What you should do: In the entries below, identify every line with the string "exists" and copy it.

### Input

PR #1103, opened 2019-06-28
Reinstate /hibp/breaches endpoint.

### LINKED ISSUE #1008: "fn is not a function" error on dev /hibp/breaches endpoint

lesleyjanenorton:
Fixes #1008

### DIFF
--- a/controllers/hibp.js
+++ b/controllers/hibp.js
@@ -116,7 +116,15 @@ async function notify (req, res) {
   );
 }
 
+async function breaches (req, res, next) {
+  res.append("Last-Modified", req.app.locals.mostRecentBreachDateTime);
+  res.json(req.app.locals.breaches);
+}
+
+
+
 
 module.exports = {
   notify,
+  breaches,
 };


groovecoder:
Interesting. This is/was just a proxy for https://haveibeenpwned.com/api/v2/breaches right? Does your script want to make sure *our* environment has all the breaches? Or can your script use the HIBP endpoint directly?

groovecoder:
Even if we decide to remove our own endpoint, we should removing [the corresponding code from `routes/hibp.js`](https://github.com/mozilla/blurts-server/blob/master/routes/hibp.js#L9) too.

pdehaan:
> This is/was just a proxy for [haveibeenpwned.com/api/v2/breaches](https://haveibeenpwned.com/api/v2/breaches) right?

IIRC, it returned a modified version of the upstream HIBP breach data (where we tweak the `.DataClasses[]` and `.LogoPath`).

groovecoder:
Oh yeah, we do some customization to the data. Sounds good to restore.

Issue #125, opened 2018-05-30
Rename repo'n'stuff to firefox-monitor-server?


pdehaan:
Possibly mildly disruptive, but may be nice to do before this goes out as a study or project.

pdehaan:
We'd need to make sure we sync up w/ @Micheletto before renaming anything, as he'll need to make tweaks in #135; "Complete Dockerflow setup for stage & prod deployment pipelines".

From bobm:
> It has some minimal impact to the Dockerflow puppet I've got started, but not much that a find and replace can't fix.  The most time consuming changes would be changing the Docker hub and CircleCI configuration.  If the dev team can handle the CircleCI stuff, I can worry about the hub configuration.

######
### Input

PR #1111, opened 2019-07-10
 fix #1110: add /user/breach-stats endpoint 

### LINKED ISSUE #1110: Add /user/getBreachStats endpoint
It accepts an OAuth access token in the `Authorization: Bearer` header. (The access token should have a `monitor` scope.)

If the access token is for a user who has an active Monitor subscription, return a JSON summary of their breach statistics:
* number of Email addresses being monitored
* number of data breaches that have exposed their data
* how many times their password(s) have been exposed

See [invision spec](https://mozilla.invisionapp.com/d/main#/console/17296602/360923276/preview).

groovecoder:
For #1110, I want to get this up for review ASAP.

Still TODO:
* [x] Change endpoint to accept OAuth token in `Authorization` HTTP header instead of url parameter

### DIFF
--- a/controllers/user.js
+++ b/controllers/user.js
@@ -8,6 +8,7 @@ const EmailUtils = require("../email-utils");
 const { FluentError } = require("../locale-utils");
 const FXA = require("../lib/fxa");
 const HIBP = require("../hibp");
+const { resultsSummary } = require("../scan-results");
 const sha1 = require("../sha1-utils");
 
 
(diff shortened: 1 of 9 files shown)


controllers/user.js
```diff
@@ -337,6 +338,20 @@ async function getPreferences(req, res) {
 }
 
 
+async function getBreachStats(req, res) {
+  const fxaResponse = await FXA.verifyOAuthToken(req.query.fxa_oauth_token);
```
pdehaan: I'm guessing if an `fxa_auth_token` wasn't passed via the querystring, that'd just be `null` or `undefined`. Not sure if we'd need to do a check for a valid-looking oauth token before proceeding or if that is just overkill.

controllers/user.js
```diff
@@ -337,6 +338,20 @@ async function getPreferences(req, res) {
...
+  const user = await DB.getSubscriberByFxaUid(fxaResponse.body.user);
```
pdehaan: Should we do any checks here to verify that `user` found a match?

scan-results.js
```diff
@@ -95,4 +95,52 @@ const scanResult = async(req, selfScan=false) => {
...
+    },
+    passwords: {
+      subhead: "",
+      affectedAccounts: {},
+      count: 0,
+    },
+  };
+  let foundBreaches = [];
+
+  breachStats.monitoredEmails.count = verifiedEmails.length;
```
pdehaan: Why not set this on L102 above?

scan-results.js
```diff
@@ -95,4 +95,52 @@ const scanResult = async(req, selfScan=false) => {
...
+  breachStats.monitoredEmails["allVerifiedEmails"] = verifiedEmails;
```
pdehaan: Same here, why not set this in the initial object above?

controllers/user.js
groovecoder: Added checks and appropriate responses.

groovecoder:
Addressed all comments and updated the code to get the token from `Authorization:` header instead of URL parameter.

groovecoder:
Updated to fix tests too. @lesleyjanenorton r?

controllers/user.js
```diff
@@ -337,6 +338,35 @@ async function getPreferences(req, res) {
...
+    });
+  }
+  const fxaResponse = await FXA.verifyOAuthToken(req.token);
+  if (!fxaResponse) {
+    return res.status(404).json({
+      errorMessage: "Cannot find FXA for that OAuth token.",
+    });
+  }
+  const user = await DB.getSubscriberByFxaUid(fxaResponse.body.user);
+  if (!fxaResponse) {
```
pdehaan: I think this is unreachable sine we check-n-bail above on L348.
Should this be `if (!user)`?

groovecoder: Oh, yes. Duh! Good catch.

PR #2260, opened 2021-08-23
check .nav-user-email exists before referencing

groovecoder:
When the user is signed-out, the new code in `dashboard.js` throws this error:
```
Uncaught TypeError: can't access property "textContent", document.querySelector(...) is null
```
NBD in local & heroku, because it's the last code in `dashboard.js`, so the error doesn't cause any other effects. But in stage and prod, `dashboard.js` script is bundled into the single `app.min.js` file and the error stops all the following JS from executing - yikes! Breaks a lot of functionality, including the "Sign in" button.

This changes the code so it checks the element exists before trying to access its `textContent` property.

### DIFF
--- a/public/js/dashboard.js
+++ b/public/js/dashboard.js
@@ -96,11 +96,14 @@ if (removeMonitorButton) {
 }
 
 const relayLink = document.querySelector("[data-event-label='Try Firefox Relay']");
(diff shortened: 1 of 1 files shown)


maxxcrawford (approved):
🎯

######

Output:
check .nav-user-email exists before referencing
This changes the code so it checks the element exists before trying to access its `textContent` property.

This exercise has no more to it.